**To do**
Copy each line from the records below in which the word "either" is found.

────

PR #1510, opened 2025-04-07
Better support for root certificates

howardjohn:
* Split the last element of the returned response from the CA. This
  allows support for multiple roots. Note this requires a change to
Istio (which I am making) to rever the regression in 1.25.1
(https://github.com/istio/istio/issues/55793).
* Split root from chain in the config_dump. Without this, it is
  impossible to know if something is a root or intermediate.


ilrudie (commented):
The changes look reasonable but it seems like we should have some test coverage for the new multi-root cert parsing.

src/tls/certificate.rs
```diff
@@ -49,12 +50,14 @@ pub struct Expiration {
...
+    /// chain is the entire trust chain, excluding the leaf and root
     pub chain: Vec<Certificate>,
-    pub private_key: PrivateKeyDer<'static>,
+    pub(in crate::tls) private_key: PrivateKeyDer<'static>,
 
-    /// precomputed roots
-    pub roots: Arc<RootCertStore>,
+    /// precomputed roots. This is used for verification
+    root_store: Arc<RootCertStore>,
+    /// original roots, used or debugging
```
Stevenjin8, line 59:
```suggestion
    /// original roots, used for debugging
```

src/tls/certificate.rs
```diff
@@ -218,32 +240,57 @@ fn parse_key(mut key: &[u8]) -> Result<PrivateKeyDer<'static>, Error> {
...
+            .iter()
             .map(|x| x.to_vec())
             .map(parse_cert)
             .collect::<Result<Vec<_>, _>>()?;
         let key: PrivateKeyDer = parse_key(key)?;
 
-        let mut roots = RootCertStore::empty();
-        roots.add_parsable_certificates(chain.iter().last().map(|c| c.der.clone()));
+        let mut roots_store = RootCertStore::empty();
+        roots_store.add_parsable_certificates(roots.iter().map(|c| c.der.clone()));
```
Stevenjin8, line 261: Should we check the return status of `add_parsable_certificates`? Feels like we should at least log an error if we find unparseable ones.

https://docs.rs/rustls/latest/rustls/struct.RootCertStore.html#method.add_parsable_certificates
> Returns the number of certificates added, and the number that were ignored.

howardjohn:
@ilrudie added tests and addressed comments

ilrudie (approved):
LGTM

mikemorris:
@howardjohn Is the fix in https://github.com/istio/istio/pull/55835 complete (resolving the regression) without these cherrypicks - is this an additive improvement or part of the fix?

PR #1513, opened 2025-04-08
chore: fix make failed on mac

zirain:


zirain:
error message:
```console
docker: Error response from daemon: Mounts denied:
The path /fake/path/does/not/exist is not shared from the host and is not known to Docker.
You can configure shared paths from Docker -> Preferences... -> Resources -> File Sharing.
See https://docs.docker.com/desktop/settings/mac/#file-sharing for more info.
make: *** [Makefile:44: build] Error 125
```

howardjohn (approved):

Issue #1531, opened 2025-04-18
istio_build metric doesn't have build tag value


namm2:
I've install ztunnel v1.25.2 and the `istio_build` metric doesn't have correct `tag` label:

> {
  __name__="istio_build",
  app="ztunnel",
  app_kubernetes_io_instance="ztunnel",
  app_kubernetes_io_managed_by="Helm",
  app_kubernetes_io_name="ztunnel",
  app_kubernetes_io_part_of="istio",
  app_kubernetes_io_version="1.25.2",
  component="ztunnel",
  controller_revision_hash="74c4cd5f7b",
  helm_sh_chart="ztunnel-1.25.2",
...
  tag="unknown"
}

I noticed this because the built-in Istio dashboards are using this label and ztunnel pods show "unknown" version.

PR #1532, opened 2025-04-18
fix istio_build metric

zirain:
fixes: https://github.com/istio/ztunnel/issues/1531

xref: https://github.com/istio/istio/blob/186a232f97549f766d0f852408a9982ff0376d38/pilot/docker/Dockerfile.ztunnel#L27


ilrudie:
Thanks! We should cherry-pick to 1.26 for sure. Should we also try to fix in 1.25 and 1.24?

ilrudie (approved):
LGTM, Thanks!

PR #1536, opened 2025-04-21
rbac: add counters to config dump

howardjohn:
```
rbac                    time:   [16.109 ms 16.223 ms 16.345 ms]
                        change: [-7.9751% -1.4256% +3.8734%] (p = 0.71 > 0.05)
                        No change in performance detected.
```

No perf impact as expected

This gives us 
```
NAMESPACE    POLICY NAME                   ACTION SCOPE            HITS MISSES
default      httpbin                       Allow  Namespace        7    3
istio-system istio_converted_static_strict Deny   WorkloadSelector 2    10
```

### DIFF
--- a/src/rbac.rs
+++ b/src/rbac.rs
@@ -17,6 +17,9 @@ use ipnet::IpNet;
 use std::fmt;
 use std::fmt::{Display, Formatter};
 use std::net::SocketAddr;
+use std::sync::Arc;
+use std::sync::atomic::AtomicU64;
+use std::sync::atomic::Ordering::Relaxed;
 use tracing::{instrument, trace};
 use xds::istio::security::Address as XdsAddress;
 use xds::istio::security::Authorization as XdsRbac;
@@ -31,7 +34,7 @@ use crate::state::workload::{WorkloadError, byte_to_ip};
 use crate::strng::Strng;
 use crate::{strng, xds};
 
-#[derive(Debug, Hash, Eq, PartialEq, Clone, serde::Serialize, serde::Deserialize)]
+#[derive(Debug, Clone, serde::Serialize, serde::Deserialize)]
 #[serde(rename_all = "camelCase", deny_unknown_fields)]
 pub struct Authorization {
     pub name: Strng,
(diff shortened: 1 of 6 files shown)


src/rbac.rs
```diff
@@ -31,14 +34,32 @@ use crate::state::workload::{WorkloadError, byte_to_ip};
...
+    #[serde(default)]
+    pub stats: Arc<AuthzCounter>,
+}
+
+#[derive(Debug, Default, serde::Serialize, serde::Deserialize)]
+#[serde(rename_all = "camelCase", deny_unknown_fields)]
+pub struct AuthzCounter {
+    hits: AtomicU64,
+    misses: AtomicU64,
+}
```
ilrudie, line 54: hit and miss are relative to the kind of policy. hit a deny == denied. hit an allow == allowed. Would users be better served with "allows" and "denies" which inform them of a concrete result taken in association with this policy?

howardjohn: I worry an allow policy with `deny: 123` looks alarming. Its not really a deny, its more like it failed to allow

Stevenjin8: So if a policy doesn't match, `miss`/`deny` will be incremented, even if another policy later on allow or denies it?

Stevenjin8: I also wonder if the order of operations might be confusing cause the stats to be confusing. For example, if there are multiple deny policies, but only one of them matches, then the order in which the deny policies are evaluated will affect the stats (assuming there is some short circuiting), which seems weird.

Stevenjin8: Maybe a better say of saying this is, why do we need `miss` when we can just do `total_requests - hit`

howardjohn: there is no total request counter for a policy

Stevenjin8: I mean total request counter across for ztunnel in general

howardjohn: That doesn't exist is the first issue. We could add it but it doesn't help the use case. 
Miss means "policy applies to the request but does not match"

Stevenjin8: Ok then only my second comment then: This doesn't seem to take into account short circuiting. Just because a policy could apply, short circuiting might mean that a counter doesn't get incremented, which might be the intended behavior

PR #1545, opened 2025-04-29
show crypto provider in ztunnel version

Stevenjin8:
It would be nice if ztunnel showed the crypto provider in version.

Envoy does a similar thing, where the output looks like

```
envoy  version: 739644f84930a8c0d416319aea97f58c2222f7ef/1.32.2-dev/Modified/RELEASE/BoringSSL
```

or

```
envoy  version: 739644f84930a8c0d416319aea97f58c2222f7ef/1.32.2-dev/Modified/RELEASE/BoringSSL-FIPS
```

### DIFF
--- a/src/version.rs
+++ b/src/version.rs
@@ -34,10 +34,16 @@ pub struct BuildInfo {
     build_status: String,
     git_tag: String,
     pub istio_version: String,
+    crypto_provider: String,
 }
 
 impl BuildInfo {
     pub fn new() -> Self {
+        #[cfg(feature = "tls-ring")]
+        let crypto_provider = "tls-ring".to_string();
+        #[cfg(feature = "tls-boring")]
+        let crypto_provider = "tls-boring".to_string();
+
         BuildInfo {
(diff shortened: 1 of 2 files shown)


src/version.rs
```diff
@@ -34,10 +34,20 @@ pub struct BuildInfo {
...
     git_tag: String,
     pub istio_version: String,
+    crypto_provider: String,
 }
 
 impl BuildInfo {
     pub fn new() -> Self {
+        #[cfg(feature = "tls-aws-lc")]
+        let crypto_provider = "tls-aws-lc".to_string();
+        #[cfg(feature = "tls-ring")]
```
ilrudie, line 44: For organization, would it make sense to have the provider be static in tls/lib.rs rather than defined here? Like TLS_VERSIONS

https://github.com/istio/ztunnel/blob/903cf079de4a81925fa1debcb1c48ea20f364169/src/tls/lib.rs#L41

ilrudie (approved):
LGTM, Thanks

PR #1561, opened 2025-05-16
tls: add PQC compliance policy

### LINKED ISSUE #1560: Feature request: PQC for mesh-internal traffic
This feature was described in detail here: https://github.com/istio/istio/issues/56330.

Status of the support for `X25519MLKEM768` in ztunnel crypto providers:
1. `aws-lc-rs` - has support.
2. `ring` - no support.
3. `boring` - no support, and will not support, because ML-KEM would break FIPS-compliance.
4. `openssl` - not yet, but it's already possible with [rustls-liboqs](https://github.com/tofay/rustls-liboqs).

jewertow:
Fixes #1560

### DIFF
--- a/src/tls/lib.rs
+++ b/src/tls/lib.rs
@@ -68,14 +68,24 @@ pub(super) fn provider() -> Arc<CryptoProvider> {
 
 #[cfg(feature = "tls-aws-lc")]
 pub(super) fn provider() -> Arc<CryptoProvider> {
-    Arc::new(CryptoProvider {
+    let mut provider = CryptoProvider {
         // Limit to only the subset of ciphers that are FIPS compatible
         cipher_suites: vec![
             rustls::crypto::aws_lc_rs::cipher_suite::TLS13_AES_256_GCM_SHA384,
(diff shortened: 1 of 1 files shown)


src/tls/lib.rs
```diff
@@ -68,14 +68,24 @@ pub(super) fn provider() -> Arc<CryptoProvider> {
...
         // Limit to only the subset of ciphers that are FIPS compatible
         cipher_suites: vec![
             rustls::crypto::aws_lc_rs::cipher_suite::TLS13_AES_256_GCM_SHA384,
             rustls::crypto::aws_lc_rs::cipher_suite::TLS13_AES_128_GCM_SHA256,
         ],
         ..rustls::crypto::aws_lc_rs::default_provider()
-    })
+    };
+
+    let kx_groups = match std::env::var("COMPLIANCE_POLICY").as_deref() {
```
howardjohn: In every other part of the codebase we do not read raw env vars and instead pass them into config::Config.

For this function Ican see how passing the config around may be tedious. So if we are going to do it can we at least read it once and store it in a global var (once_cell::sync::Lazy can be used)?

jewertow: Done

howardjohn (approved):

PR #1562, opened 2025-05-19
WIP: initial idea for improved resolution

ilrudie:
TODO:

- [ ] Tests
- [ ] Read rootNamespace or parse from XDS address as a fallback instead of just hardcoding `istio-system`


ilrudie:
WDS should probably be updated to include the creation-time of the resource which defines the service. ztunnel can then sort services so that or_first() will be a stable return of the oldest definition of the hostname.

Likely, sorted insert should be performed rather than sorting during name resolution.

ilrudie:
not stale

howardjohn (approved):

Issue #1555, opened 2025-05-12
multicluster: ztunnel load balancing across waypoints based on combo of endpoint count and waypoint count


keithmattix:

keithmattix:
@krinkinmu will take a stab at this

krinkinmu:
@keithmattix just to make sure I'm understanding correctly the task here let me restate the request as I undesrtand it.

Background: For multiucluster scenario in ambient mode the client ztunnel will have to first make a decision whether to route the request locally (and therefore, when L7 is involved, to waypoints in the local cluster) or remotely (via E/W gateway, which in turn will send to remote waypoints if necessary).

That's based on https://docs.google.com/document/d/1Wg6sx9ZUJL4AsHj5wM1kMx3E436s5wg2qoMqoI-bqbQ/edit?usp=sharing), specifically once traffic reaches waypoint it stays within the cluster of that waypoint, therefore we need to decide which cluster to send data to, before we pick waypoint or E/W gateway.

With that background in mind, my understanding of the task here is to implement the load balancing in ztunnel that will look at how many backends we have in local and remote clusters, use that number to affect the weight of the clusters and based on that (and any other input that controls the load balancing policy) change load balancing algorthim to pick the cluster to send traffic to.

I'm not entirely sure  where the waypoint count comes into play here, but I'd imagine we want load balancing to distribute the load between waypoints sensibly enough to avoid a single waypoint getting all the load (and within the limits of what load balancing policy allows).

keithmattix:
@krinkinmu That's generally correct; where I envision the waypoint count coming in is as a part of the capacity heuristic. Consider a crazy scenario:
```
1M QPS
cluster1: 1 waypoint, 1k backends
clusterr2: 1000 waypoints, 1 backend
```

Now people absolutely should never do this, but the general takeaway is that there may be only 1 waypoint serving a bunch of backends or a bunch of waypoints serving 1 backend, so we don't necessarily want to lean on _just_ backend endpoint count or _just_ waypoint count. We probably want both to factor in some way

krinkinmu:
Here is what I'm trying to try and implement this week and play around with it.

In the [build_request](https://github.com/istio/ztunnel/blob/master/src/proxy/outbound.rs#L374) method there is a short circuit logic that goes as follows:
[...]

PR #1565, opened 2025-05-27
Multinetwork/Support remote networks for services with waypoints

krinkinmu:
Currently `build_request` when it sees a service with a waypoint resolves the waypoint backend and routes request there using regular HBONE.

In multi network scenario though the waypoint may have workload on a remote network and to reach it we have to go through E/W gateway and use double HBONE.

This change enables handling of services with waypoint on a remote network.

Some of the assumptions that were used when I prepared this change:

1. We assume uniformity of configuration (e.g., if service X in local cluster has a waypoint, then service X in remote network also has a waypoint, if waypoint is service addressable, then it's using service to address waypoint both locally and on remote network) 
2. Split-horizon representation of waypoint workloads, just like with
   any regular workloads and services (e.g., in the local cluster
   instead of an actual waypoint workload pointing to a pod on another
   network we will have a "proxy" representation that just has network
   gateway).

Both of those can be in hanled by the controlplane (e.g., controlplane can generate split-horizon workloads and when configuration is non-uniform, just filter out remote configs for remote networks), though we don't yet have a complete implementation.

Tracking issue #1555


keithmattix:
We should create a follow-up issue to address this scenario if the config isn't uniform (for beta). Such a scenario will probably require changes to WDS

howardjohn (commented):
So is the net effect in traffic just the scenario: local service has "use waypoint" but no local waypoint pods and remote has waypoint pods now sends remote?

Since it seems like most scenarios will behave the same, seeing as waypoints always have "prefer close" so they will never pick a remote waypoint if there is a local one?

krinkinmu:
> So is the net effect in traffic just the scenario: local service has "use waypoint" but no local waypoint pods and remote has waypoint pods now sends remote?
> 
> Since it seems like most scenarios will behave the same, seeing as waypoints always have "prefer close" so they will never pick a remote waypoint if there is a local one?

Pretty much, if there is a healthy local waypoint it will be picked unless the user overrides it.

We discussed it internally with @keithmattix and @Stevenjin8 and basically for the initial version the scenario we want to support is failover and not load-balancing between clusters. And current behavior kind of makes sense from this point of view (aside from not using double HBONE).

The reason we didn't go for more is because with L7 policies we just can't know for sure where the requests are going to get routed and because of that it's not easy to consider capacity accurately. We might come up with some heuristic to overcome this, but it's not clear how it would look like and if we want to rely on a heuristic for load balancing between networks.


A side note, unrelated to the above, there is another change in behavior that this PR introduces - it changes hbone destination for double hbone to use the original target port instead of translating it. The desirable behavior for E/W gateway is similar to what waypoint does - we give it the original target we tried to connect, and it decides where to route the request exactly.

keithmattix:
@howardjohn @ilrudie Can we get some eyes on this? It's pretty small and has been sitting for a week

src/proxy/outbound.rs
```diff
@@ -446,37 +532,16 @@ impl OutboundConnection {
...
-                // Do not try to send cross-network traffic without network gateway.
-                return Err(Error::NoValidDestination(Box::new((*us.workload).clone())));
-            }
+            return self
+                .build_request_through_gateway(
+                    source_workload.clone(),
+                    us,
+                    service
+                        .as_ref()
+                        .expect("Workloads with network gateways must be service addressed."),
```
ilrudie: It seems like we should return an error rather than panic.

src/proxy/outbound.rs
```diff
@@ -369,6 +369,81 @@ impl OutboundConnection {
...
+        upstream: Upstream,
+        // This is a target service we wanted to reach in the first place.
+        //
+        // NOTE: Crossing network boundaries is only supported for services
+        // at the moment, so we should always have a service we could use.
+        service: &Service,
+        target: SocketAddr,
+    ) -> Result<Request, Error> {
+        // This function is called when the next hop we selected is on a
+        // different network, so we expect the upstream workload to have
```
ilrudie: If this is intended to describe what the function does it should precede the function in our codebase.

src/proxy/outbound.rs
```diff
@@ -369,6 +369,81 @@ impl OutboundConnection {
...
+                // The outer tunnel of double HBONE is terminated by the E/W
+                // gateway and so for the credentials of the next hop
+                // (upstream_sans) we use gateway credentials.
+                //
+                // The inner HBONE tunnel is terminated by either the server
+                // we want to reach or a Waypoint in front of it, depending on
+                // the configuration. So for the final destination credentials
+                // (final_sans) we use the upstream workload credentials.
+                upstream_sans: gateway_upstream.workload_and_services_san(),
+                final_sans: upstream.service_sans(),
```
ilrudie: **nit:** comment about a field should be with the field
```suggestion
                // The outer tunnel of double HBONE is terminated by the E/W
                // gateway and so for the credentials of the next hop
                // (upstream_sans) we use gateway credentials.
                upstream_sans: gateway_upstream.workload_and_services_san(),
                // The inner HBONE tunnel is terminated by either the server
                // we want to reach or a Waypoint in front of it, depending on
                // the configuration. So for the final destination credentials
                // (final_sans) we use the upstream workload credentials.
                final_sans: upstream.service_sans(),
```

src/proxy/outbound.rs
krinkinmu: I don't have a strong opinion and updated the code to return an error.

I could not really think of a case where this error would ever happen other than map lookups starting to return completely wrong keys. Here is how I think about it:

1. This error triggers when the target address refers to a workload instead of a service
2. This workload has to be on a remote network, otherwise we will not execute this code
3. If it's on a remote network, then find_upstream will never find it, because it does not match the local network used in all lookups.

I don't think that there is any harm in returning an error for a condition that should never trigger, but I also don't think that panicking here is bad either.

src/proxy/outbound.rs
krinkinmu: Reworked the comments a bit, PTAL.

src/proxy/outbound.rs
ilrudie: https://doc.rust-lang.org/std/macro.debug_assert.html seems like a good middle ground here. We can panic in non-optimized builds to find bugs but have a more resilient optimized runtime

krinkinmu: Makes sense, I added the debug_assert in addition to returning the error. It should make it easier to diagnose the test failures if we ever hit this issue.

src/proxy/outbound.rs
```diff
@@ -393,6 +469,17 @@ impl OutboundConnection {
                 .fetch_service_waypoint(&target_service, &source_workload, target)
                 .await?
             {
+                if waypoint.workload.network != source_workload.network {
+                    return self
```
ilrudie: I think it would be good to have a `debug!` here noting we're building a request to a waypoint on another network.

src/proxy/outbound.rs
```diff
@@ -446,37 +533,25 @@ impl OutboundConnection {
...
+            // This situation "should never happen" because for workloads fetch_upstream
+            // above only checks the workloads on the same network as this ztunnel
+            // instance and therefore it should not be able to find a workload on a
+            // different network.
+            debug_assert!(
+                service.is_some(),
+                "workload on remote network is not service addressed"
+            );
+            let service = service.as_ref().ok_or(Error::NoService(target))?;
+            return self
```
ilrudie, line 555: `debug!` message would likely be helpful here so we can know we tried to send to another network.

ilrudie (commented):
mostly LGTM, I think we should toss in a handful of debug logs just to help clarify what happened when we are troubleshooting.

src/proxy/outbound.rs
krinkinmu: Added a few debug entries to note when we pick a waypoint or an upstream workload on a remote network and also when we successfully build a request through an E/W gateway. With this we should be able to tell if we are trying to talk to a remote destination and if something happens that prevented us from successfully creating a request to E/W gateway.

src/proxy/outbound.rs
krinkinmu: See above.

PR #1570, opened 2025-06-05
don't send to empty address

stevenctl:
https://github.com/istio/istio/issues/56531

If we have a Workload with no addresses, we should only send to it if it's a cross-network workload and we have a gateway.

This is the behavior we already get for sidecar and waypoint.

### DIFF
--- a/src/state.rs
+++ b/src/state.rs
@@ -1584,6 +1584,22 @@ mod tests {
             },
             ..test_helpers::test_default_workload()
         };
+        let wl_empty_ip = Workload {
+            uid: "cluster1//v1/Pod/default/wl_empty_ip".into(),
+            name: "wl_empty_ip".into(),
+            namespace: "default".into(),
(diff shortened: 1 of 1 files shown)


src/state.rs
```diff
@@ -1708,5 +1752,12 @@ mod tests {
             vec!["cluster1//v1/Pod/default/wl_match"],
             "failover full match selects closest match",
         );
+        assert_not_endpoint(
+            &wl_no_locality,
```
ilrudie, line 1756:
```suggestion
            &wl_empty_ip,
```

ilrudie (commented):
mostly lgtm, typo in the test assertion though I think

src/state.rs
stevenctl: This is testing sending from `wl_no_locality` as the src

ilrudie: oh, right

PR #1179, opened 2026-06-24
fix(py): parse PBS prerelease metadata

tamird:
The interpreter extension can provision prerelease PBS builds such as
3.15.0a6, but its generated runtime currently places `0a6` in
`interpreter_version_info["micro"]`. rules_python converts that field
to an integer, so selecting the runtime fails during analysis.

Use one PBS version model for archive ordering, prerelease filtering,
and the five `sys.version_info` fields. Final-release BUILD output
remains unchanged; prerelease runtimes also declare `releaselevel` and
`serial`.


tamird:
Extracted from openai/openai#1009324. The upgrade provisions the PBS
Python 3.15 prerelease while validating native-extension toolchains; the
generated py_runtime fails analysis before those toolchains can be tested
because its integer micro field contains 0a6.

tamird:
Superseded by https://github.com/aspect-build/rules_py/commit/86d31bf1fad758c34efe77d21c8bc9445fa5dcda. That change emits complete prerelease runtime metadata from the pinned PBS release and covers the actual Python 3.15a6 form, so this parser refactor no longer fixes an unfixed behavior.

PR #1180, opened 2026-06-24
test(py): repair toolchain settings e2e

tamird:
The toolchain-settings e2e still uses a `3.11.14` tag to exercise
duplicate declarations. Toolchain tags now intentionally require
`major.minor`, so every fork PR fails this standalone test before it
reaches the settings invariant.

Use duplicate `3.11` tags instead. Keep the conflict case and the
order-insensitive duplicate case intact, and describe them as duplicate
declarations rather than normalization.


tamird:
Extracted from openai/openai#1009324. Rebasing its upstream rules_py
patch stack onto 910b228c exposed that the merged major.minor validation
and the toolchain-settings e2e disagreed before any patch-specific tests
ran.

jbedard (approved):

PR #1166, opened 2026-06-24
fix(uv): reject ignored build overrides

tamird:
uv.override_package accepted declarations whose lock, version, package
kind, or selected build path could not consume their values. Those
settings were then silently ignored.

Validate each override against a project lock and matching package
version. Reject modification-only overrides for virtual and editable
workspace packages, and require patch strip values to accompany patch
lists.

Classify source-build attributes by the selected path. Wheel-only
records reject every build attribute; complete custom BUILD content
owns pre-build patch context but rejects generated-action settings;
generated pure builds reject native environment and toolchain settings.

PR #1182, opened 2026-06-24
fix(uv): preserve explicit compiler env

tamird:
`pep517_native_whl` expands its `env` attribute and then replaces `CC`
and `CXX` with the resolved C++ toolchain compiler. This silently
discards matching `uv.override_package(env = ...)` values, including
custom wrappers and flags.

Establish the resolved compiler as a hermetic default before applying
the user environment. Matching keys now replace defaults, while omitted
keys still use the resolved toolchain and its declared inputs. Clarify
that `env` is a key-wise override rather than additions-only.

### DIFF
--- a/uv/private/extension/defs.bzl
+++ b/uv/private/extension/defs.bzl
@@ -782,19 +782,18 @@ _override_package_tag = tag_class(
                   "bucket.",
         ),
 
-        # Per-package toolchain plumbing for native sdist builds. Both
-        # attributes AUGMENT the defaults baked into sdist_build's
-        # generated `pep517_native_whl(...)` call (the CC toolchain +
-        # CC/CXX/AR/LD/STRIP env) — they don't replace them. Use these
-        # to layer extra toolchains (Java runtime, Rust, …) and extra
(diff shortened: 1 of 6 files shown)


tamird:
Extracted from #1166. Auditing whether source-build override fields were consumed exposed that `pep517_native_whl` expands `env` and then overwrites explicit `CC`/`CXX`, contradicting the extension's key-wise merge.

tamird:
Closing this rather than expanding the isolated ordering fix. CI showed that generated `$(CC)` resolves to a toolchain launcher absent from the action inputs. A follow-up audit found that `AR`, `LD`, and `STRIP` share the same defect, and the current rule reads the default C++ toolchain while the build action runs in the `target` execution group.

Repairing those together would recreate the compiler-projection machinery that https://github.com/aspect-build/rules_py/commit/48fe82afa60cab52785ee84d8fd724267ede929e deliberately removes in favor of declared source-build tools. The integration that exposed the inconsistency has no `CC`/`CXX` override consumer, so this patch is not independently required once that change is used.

────

**Result**
+                // The inner HBONE tunnel is terminated by either the server
                // The inner HBONE tunnel is terminated by either the server
I don't think that there is any harm in returning an error for a condition that should never trigger, but I also don't think that panicking here is bad either.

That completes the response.